What the task requires: Work through the entries below and show every line in which "zhtmike" is found.

Data in this exercise:

PR #6367, opened 2026-08-19
[Bugfix] Fix colocate-async sleep admission race and deliver AR abort tokens

knlnguyen1802:
Follow-up to [#6084](https://github.com/vllm-project/vllm-omni/pull/6084)

## Purpose
Colocated async RL (pause → abort → sleep → train → wake → resume) still fails after EngineCore sleep/wake routing lands:

1. Pipelined `generate()` can enter EngineCore while sleep is draining / offloading.
2. AR abort does not return the tokens already generated, so the trainer restarts from the original prompt instead of resuming the prefix.

Diffusion abort is unchanged (whole-sample retry). `wake_up()` still does **not** resume admission; callers must `resume_generation()`.

Typical trainer / serving order:

```text
pause → abort → sleep(level=1) → train/idle → wake → resume_generation → generate
```

### What broke

**Bug 1 — sleep admission race** 

Qwen3-Omni MMK12 training in `omni_colocate_async` fails at the first `on_sample_end()` sleep/wake boundary. Same model and dataset work with synchronous training. Observed errors:

```text
ValueError: b'\x00\x00' is not a valid EngineCoreRequestType
AssertionError: Expected a cached item for mm_hash='...'
RuntimeError: Generation rejected: Engine is partially or fully asleep.
Currently sleeping tags: ['weights', 'kv_cache'].
```

`EngineCoreRequestType.ADD` is the single byte `b'\x00'`. The `b'\x00\x00'` frame is consistent with a request being admitted while EngineCore is already sleeping / tearing down.

**Bug 2 — AR abort drops partial tokens**

An interrupted AR rollout is returned as an empty aborted response (`finish_reason="abort"`, `token_ids=[]`). `FullyAsyncLLMServerClient` therefore retries from the original prompt instead of `original_prompt + partial_tokens`. That breaks the verl colocated-async contract: abort is expected control flow, not a restart.

### Reproduce

In-tree GPU regression (fails on `main` / #6084-only; passes on this branch). Requires 2x H100 or MI325 and HF cache for `Qwen/Qwen3-Omni-30B-A3B-Instruct`:

```bash
pytest -sv tests/e2e/offline_inference/test_qwen3_omni.py::test_colocate_async_abort_tokens_and_sleep_admission \
  -m 'advanced_model and omni' --run-level advanced_model
```

On `main` the test fails with:

- abort: `generate()` never yields `finish_reason="abort"` with the tokens produced so far (empty prefix, or the stream hangs after frontend state is dropped)
- sleep: `generate()` is admitted into EngineCore while weights/KV are offloaded, so the task errors or finishes instead of waiting for `resume_generation()`

### Fix

**Sleep admission**

- `generate()` increments `_admitting` under `_pause_cond` **before** `add_request` and releases it only after submit (or on failure).
- `sleep()` sets `_paused = True`, then `wait_for(_admitting == 0)` before any EngineCore sleep RPC.
- Best-effort P0 `reset_mm_cache()` before EngineCore offload so hash-only follow-ups cannot outlive the P1 receiver cache.
- `wake_up()` still leaves `_paused`; callers must `resume_generation()`.

**AR abort tokens**

- `OutputProcessor.abort_requests_collecting_outputs()` builds a cumulative terminal output with `finish_reason=ABORT` and the detokenizer prefix **before** EngineCore abort (mirrors vLLM).
- `StagePool.abort_requests()` returns those outputs for AR stages; diffusion returns none.
- Orchestrator attaches final-stage AR outputs to `AbortResultMessage.abort_outputs`.
- `AsyncOmni._abort` enqueues them on the per-request queue, then pops frontend state so `generate()` observes the prefix.

## Test Plan

**vLLM Version:** 0.26.0

**vLLM-Omni Commit:** *(fill after push)*

- [x] CPU: sleep waits for in-flight `generate()` admission before EngineCore RPC
- [x] CPU: pause / sleep / wake routing + abort-ack unit tests
- [x] GPU 2x H100 or MI325: Qwen3-Omni abort delivers prefix, then resume `generate`
- [x] GPU 2x H100 or MI325: Qwen3-Omni sleep blocks `generate()` until `wake_up` + `resume_generation`
- [ ] Existing sleep-mode tests still pass with explicit resume after wake

CPU:

```bash
pytest -sv tests/entrypoints/test_async_omni_pause_sleep_routing.py \
  tests/engine/test_async_omni_engine_abort_ack.py \
  tests/engine/test_orchestrator.py -k abort \
  tests/engine/test_rpc_result_router.py -k abort \
  tests/entrypoints/test_async_omni.py -k abort \
  -m 'core_model and cpu'
```

GPU (Qwen/Qwen3-Omni-30B-A3B-Instruct, `ci/qwen3_omni_moe.yaml`, 2x H100 or MI325):

```bash
pytest -sv tests/e2e/offline_inference/test_qwen3_omni.py::test_colocate_async_abort_tokens_and_sleep_admission \
  -m 'advanced_model and omni' --run-level advanced_model
```

### CPU

```text
(paste pytest -q summary here)

# expected: all selected tests pass
```

### GPU (2x H100 / MI325, Qwen3-Omni-30B-A3B-Instruct)

| Check | `main` / #6084-only | this PR |
| --- | --- | --- |
| Abort yields `finish_reason="abort"` with non-empty prefix | fail | pass |
| Resume `generate` from `prompt_token_ids + abort_prefix` | fail (empty / restart) | pass |
| `generate()` during `sleep(level=1)` waits (does not enter EngineCore) | fail (asleep / ADD race) | pass |
| `wake_up()` does not resume admission | n/a | pass (`resume_generation` required) |

```text
(paste GPU pytest -sv summary here after the run)
```

cc: @SamitHuang  


knlnguyen1802:
cc: @zhtmike

tests/engine/test_orchestrator.py
```diff
@@ -805,10 +806,74 @@ async def test_run_abort(orchestrator_factory) -> None:
...
+
+        orchestrator_fixture.request_sync_q.put_nowait(AbortRequestMessage(request_ids=["req-ack"], rpc_id="abort-1"))
+        result = await _get_rpc_message(orchestrator_fixture)
+        assert isinstance(result, AbortResultMessage)
+        assert result.rpc_id == "abort-1"
+        assert result.success is True
+        assert result.error is None
+        assert result.rpc_correlation_key == ("abort", "abort-1")
+        assert stages[0].abort_calls == [["req-ack"]]
+        assert "req-ack" not in orchestrator_fixture.orchestrator.request_states
```
SamitHuang, line 872: This test never asserts `result.abort_outputs`. `FakeOutputProcessor` has no `abort_requests_collecting_outputs`, so StagePool falls back to `abort_requests()` and always returns `[]`. The ack/rpc_id path can go green while the trainer contract (terminal `finish_reason=abort` plus prefix tokens) is completely untested on CPU. Implement collecting on the fake OP (or use the real MultimodalOutputProcessor) and assert a finished abort `OutputMessage` with the seeded token ids.

vllm_omni/engine/stage_pool.py
```diff
@@ -1192,18 +1207,32 @@ async def abort_requests(self, request_ids: list[str]) -> None:
...
+            # different internal request_id assigned by InputProcessor.
+            engine_abort_ids = list(replica_request_ids)
+            if not is_diffusion and self._output_processor is not None:
+                collect = getattr(self._output_processor, "abort_requests_collecting_outputs", None)
+                if collect is not None:
+                    collected_ids, stage_outputs = collect(replica_request_ids, internal=False)
+                    for req_out in stage_outputs:
+                        req_id = getattr(req_out, "request_id", None)
+                        if req_id:
+                            abort_outputs.append((req_id, req_out))
```
SamitHuang: Abort outputs are keyed by `req_out.request_id`. Orchestrator then does `request_states.get(orch_req_id)` and silently `continue` on a miss. Omni `make_request_output` usually writes `external_req_id`, but EngineCore/internal ids still show up on some stages. Pair each collected output with the orchestrator id from `replica_request_ids` (the id you passed as `internal=False`) instead of trusting the RequestOutput id, or abort prefixes are dropped and the frontend never unblocks.

vllm_omni/entrypoints/async_omni.py
```diff
@@ -1079,8 +1122,23 @@ async def _abort_internal_requests(self, request_id: str | Iterable[str]):
...
+            req_id = getattr(output_msg, "request_id", None)
+            if req_id is None:
+                continue
+            state = self.request_states.get(req_id)
+            if state is None:
+                logger.debug("[AsyncOmni] Dropping abort output for unknown req %s", req_id)
+                continue
+            await state.queue.put(output_msg)
         for rid in request_ids:
             state = self.request_states.pop(rid, None)
```
SamitHuang, line 1173: `generate()` only leaves `_process_orchestrator_results` when it receives a `finished` OutputMessage. After this pop, there is no other producer. If `abort_async` returns `[]` (OP not registered yet, StagePool skipped an unbound replica, or Orchestrator dropped the id), `queue.get()` waits forever — the same hang described in the PR. When `abort_outputs` is empty, enqueue a synthetic finished abort OutputMessage for each `request_ids` entry that still has frontend state.

vllm_omni/entrypoints/async_omni.py
```diff
@@ -613,6 +621,8 @@ async def generate(
             submit_ts = time.time()
             req_state.metrics.stage_first_ts[0] = submit_ts
             req_start_ts[request_id] = submit_ts
+            await self._release_generate_admission()
```
SamitHuang, line 629: `_add_streaming_input_request` returns as soon as it `create_task`s the input pump; the first `add_request_async` runs later. Admission is released here, so `sleep()` can pass `_admitting == 0` and start EngineCore offload while that pump still submits ADD. Hold the slot until the first chunk is actually submitted (or fail), not until the helper returns.

tests/e2e/offline_inference/test_qwen3_omni.py
```diff
@@ -77,3 +82,129 @@ def test_thinker_only_model_request(omni_runner, omni_runner_handler) -> None:
...
+    On ``origin/main`` this test fails:
+    - abort: ``generate()`` never yields ``finish_reason="abort"`` with the
+      tokens produced so far, so resume has an empty prefix (or the stream
+      hangs after frontend state is dropped).
+    - sleep: ``generate()`` is admitted into EngineCore while weights/KV are
+      offloaded, so the task errors (asleep / corrupted ADD frame) instead of
+      waiting for ``resume_generation()``.
+
+    On this PR both legs pass: abort returns a resumeable prefix, and sleep
+    holds ``generate()`` until wake + resume.
```
SamitHuang, line 136: The Test Result section still says “paste GPU pytest -sv summary here”, so the claim that this test passes on 2x H100/MI325 is unverified in the PR. This is also `@pytest.mark.advanced_model` / 30B-only, so it will not catch the abort-prefix or sleep-admission races in L1/L2. Keep this e2e, but add a CPU test that fails on `main` for empty abort tokens and for `generate()` entering EngineCore during sleep.

SamitHuang (changes requested):
The sleep admission gate for non-streaming `generate()` is the right shape (`_paused` then wait `_admitting == 0` before EngineCore offload). The AR abort-token path is not actually proven on CPU, and two delivery holes can recreate the hang this PR is trying to close.

`AbortResultMessage` / pause-sleep routing unit tests do not assert a non-empty prefix. The GPU Qwen3-Omni test is the only coverage, and the PR still has placeholder pytest output in Test Result. Please add a CPU test that drives `abort_requests_collecting_outputs` → StagePool → Orchestrator → `AsyncOmni._abort` and paste GPU results before merge.

zhtmike:
One contract question: `StagePool.collective_rpc` still returns engine failures as values (`{"supported": False}`) — including for the control methods this PR routes (`sleep`/`wake_up`/`pause_scheduler`/`resume_scheduler`). We hit this in colocated RL: a worker died mid-`wake_up` (native `RuntimeError`), the dict came back as a normal result, verl-omni/upstream verl never inspect it, and the trainer hung on a dead engine. vllm's own `collective_rpc` propagates exceptions, and this PR's machinery (`_engine_core_rpc`, `_paused`/`_admitting`) already assumes failures are visible.

Suggestion: make the control methods re-raise (keep the dict for capability probes):

```python
except Exception as exc:
    if method in _ENGINE_CORE_CONTROL_ASYNC_METHODS:
        raise
```

Also worth flipping the new `assert result["supported"] is False` — as written it test-blesses the swallow. Happy to contribute the hunk + tests.

@knlnguyen1802 , AI assistant review, related to https://github.com/verl-project/verl-omni/issues/433

tests/engine/test_orchestrator.py
knlnguyen1802: Fix in 88e713273f998ab74428da620715cda7735b9171

vllm_omni/entrypoints/async_omni.py
knlnguyen1802: Fix in 88e713273f998ab74428da620715cda7735b9171

vllm_omni/entrypoints/async_omni.py
knlnguyen1802: Fix in 88e713273f998ab74428da620715cda7735b9171

tests/e2e/offline_inference/test_qwen3_omni.py
knlnguyen1802: Fix in 88e713273f998ab74428da620715cda7735b9171

SamitHuang:
Pls resolve the conflicts

tests/e2e/offline_inference/test_qwen3_omni.py
```diff
@@ -77,3 +82,132 @@ def test_thinker_only_model_request(omni_runner, omni_runner_handler) -> None:
...
+        },
+    )
+
+
+@pytest.mark.advanced_model
+@pytest.mark.omni
+@hardware_test(res={"cuda": "H100", "rocm": "MI325"}, num_cards=2)
+@pytest.mark.asyncio
+async def test_colocate_async_abort_tokens_and_sleep_admission() -> None:
+    """Prove the two remaining zhtmike/vllm-omni#1 bugs are fixed.
```
zhtmike: drop the comment ~ thx

vllm_omni/outputs/output_processor.py
```diff
@@ -424,7 +445,60 @@ def abort_requests(self, request_ids, internal: bool) -> list[str]:
...
+                            self.external_req_ids.pop(external_req_id, None)
+            elif internal_ids := self.external_req_ids.pop(request_id, []):
+                internal_req_ids.extend(internal_ids)
+
+        request_ids_to_abort: list[str] = []
+        abort_outputs: list[RequestOutput | PoolingRequestOutput] = []
+        for request_id in internal_req_ids:
+            req_state = self.request_states.pop(request_id, None)
+            if req_state is not None:
+                self.lora_states.request_finished(request_id, req_state.lora_name)
```
SamitHuang: When aborting individual requests that have a `parent_req` (from parallel sampling), `req_state` is popped and added to `request_ids_to_abort`, but `self.parent_requests` retains the parent entry unless the parent itself was passed as the abort ID. This leaves stale `ParentRequest` objects in memory. Consider cleaning up `self.parent_requests.pop(req_state.parent_req.request_id, None)` when the parent's children are finished or aborted, matching the behavior in `remove_request()`.

tests/entrypoints/test_omni_sleep_mode.py
```diff
@@ -374,6 +374,7 @@ class TP=2 BagelPipeline engine rather than a second default-config load).
             # AR stages keep the frontend admission gate held after wake.
             await diffusion_engine.resume_generation(stage_ids=[0])
             await asyncio.sleep(2.0)
+            await diffusion_engine.resume_generation(stage_ids=[0])
```
SamitHuang: `await diffusion_engine.resume_generation(stage_ids=[0])` is called twice back-to-back across lines 375 and 377. Line 375 already performs the resume after `wake_up()`, so line 377 is a redundant duplicate likely left over from merge resolution. Please remove the duplicate invocation.

vllm_omni/engine/stage_pool.py
```diff
@@ -1254,9 +1278,13 @@ async def collective_rpc(
                 replica_id,
                 method,
             )
+            if isinstance(exc, TimeoutError):
+                error = f"{type(exc).__name__}: {method} timed out after {timeout}s"
+            else:
+                error = str(exc) or repr(exc)
             return {
```
SamitHuang, line 1304: `StagePool.collective_rpc` converts all exceptions into a return dictionary `{"supported": False, "error": error}`. For EngineCore control methods (`pause_scheduler`, `resume_scheduler`, `sleep`, `wake_up`), callers and external frameworks (such as verl-omni) expect worker exceptions to propagate directly rather than being silently absorbed into return values. Consider re-raising exceptions when `method in self._ENGINE_CORE_CONTROL_ASYNC_METHODS`.

vllm_omni/entrypoints/async_omni.py
```diff
@@ -1291,10 +1393,15 @@ async def sleep(
...
-        # pause the AR scheduler itself; avoid a second pause_scheduler here.
+        # _pause_cond during the drain/offload window. Wait until generate()
+        # coroutines that already passed the pause check have submitted (or
+        # failed) so EngineCore does not see ADD frames while sleeping.
         async with self._pause_cond:
             self._paused = True
+            await self._pause_cond.wait_for(lambda: getattr(self, "_admitting", 0) == 0)
+
+        # P0 sender cache must drop hashes before EngineCore.sleep clears P1.
+        await self.reset_mm_cache()
```
SamitHuang, line 1488: `_sleeping_tags` is tracked as a single global set on `AsyncOmni`, but `sleep()` and `wake_up()` support stage-specific operations via `stage_ids`. If `sleep(stage_ids=[0])` runs followed by `wake_up(stage_ids=[0])`, all tags in `_sleeping_tags` are discarded, causing a subsequent `wake_up(stage_ids=[1])` to return early without waking stage 1. Consider tracking sleeping tags per stage or only clearing a tag when all stages holding it are awake.

SamitHuang (commented):
This update addresses the core issues identified in previous reviews, including acknowledged abort routing, holding streaming admission until the initial chunk submit, synthesizing terminal abort outputs when the engine returns none, and adding CPU regression tests for abort prefixes and sleep admission.

A few remaining items require attention:
1. **Parent Request Cleanup in OutputProcessor**: Aborting child requests does not clean up `parent_requests` mappings.
2. **Exception Propagation in Control Methods**: `StagePool.collective_rpc` converts errors to dictionaries rather than raising for critical control paths.
3. **Global Sleep Tags vs Stage-Specific Operations**: `_sleeping_tags` is tracked globally, which causes partial `wake_up` calls to prematurely clear sleep state.
4. **Duplicate Resume Call**: `tests/entrypoints/test_omni_sleep_mode.py` contains a redundant duplicate `resume_generation()` call.

PTAL @knlnguyen1802

vllm_omni/outputs/output_processor.py
knlnguyen1802: Done in 30b5e3b1. Aborting a parallel-sampling child now discards it from `parent.child_requests` and pops `parent_requests` once no children remain. Checked with `python3 -m pytest --noconftest -o addopts= tests/engine/test_output_processor.py::test_abort_last_parallel_child_drops_parent_request`.

tests/entrypoints/test_omni_sleep_mode.py
knlnguyen1802: Done in 30b5e3b1. Removed the duplicate `resume_generation(stage_ids=[0])` after wake; the call on the previous line is kept.

vllm_omni/engine/stage_pool.py
knlnguyen1802: Done in 30b5e3b1. `StagePool.collective_rpc` now re-raises for EngineCore control methods (`pause_scheduler`, `resume_scheduler`, `sleep`, `wake_up`); capability probes still return `{supported: False, error: ...}`. Checked with `python3 -m pytest --noconftest -o addopts= tests/engine/test_stage_pool_collective_rpc.py`.

vllm_omni/entrypoints/async_omni.py
knlnguyen1802: Done in 30b5e3b1. Sleeping tags are tracked per stage; `wake_up(stage_ids=[0])` only clears stage 0, so a later `wake_up(stage_ids=[1])` still runs. Checked with `python3 -m pytest --noconftest -o addopts= tests/entrypoints/test_async_omni_pause_sleep_routing.py`.

vllm_omni/outputs/output_processor.py
knlnguyen1802: resolved by 30b5e3b1c1ed65b5ea7eaff1a24aaceae42a199b

tests/entrypoints/test_omni_sleep_mode.py
knlnguyen1802: resolved by 30b5e3b1c1ed65b5ea7eaff1a24aaceae42a199b

vllm_omni/engine/stage_pool.py
knlnguyen1802: resolved by 30b5e3b1c1ed65b5ea7eaff1a24aaceae42a199b

vllm_omni/entrypoints/async_omni.py
knlnguyen1802: resolved by 30b5e3b1c1ed65b5ea7eaff1a24aaceae42a199b

knlnguyen1802:
@SamitHuang Resolve all comment PTAL

vllm_omni/entrypoints/async_omni.py
```diff
@@ -731,37 +762,43 @@ async def handle_inputs() -> None:
...
                 )
             finally:
-                if not cancelled:
-                    # Send empty final request to indicate that inputs have
-                    # finished. Don't send if canceled (session was aborted).
-                    final_sampling_params_list = list(sampling_params_list)
-                    final_sampling_params_list[0] = stage0_params
-                    final_prompt = TokensPrompt(prompt_token_ids=[0])
-
-                    if has_submitted_first_chunk:
```
Gaohan123, line 748: [P1] Gate every streaming update against sleep admission

After the first streaming chunk is submitted, `generate()` releases `_admitting`, but subsequent chunks here—and the final marker at line 774—call `add_streaming_update_async()` without consulting `_pause_cond`.

If `sleep()` observes `_admitting == 0` between chunks, its sleep RPC can be processed before a later streaming update. That update is then submitted to an already sleeping EngineCore, reproducing the asleep/corrupted-ADD race this PR is intended to fix.

Please apply the same pause-aware admission protocol around every streaming ADD/update/final marker, or pause and drain/cancel the input pump before starting sleep.

vllm_omni/entrypoints/async_omni.py
```diff
@@ -603,7 +615,9 @@ async def generate(
                     final_output_stage_ids=final_output_stage_ids,
                     arrival_time=wall_start_ts,
                     lora_request=lora_request,
+                    first_chunk_submitted=first_chunk_submitted,
                 )
```
Gaohan123, line 631: [P1] Do not hold the global admission slot while waiting for an unbounded input stream

`_admitting` is incremented before the streaming input generator produces its first chunk, while this future completes only after the first chunk is submitted or the generator exits.

A realtime connection that is open but temporarily waiting for client input can therefore keep `_admitting` nonzero indefinitely, causing `sleep()` to block forever at line 1443.

Please acquire the admission slot inside the input pump immediately before the actual first ADD, rather than while waiting for user input, or explicitly coordinate/cancel pending pre-submit streams during sleep.

vllm_omni/entrypoints/async_omni.py
```diff
@@ -1109,11 +1146,34 @@ async def _abort_internal_requests(self, request_id: str | Iterable[str]):
...
+            await state.queue.put(output_msg)
+            delivered.add(req_id)
+        for rid in request_ids:
+            state = self.request_states.get(rid)
+            if state is not None and rid not in delivered:
+                queue = getattr(state, "queue", None)
+                if queue is not None:
+                    await state.queue.put(self._synthetic_abort_output_message(rid))
+                    delivered.add(rid)
         for rid in request_ids:
```
Gaohan123, line 1218: [P1] Keep the request state until the terminal abort output is consumed

This removes the request from `request_states` immediately after queuing its abort output. If an external abort runs after submission but before `generate()` enters `_process_orchestrator_results()`, the consumer reaches line 853, sees no request state, and returns without consuming the queued terminal message.

The caller then receives neither `finish_reason="abort"` nor the generated prefix.

Please retain the `ClientRequestState`—or a tombstone containing its queue—until the generator consumes the terminal output and performs normal cleanup, or pass the already-created state directly into the result-processing loop.

vllm_omni/engine/orchestrator.py
```diff
@@ -886,13 +895,48 @@ async def _handle_interaction(self, msg: InteractionMessage) -> None:
...
+                        final_output_type=final_output_type,
+                    )
+                    abort_outputs.append(
+                        OutputMessage(
+                            request_id=orch_req_id,
+                            stage_id=pool.stage_id,
+                            replica_id=pool.get_bound_replica_id(orch_req_id),
+                            engine_outputs=engine_output,
+                            metrics=None,
+                            finished=True,
```
Gaohan123: [P2] Do not mark every final-stage abort output as request-terminal

A request may have multiple `final_output_stage_ids`, such as separate text and audio stages. Every abort output is marked `finished=True` here, while `AsyncOmni._process_orchestrator_results()` stops reading after the first finished message at line 904.

Because pools are processed in stage order, a text abort can terminate the stream before a later audio-stage abort output is delivered.

Please apply the same all-final-stage convergence used by `_route_output()` and mark only the final or aggregate abort message as request-terminal.

vllm_omni/outputs/output_processor.py
```diff
@@ -424,7 +445,65 @@ def abort_requests(self, request_ids, internal: bool) -> list[str]:
...
+                            pass
+                        if not internal_ids:
+                            self.external_req_ids.pop(external_req_id, None)
+            elif internal_ids := self.external_req_ids.pop(request_id, []):
+                internal_req_ids.extend(internal_ids)
+
+        request_ids_to_abort: list[str] = []
+        abort_outputs: list[RequestOutput | PoolingRequestOutput] = []
+        for request_id in internal_req_ids:
+            req_state = self.request_states.pop(request_id, None)
```
Gaohan123: [P2] Do not destroy OutputProcessor state before the physical abort succeeds

This removes the request state, external-ID mapping, detokenizer state, and LoRA accounting before `StagePool.abort_requests()` awaits the physical `client.abort_requests_async()` call at `stage_pool.py:1238`.

If that RPC fails, the EngineCore request may still be active, but a retry can no longer recover the partial prefix or restore consistent processor state.

Please snapshot the terminal output first and commit state removal only after the physical abort succeeds, or restore the removed state and mappings when the RPC fails.

vllm_omni/engine/async_omni_engine.py
```diff
@@ -1752,12 +1752,16 @@ async def abort_async(
         self,
         request_ids: list[str],
         timeout: float | None = None,
-    ) -> None:
+    ) -> list[Any]:
```
Gaohan123: Avoid use Any

vllm_omni/entrypoints/async_omni.py
knlnguyen1802: Done in a7b6812d. Each streaming ADD/update/final marker now takes a pause-aware admission slot via `_submit_with_admission()`. Checked with `python3 -m pytest --noconftest -o addopts= tests/entrypoints/test_async_omni_pause_sleep_routing.py::test_streaming_in_flight_add_blocks_sleep`.

vllm_omni/entrypoints/async_omni.py
knlnguyen1802: Done in a7b6812d. Streaming generate no longer holds `_admitting` while waiting for the first client chunk; the pump acquires the slot immediately before each ADD. Checked with `python3 -m pytest --noconftest -o addopts= tests/entrypoints/test_async_omni_pause_sleep_routing.py::test_streaming_wait_for_first_chunk_does_not_block_sleep`.

vllm_omni/entrypoints/async_omni.py
knlnguyen1802: Done in a7b6812d. `_abort` no longer pops `request_states`; `generate()` consumes the terminal abort and cleans up in `finally`. Checked with `python3 -m pytest --noconftest -o addopts= tests/entrypoints/test_async_omni.py::test_abort_keeps_request_states_until_generate_cleanup`.

vllm_omni/engine/orchestrator.py
knlnguyen1802: Done in a7b6812d. Abort OutputMessages are built unfinished, then only the last message per request is marked `finished=True`. Checked with `python3 -m pytest --noconftest -o addopts= tests/engine/test_orchestrator.py::test_abort_marks_only_last_final_stage_output_finished`.

vllm_omni/outputs/output_processor.py
knlnguyen1802: Done in a7b6812d. Abort outputs are snapshotted with `commit_state=False`; OP mappings are dropped only after EngineCore abort succeeds. Checked with `python3 -m pytest --noconftest -o addopts= tests/engine/test_output_processor.py::test_abort_snapshot_leaves_state_until_commit tests/engine/test_stage_pool_collective_rpc.py::test_abort_requests_does_not_commit_op_state_when_engine_abort_fails`.

vllm_omni/engine/async_omni_engine.py
knlnguyen1802: Done in a7b6812d. `abort_async` now returns `list[OutputMessage]` instead of `list[Any]`. Checked with `python3 -m pytest --noconftest -o addopts= tests/engine/test_async_omni_engine_abort_ack.py`.

SamitHuang (approved):
LGTM

SamitHuang:
@knlnguyen1802 Pls fix the CI

knlnguyen1802:
@SamitHuang Ready again

knlnguyen1802:
@SamitHuang Separate CI, please help to check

Task output:
cc: @zhtmike
zhtmike:
+    """Prove the two remaining zhtmike/vllm-omni#1 bugs are fixed.
zhtmike: drop the comment ~ thx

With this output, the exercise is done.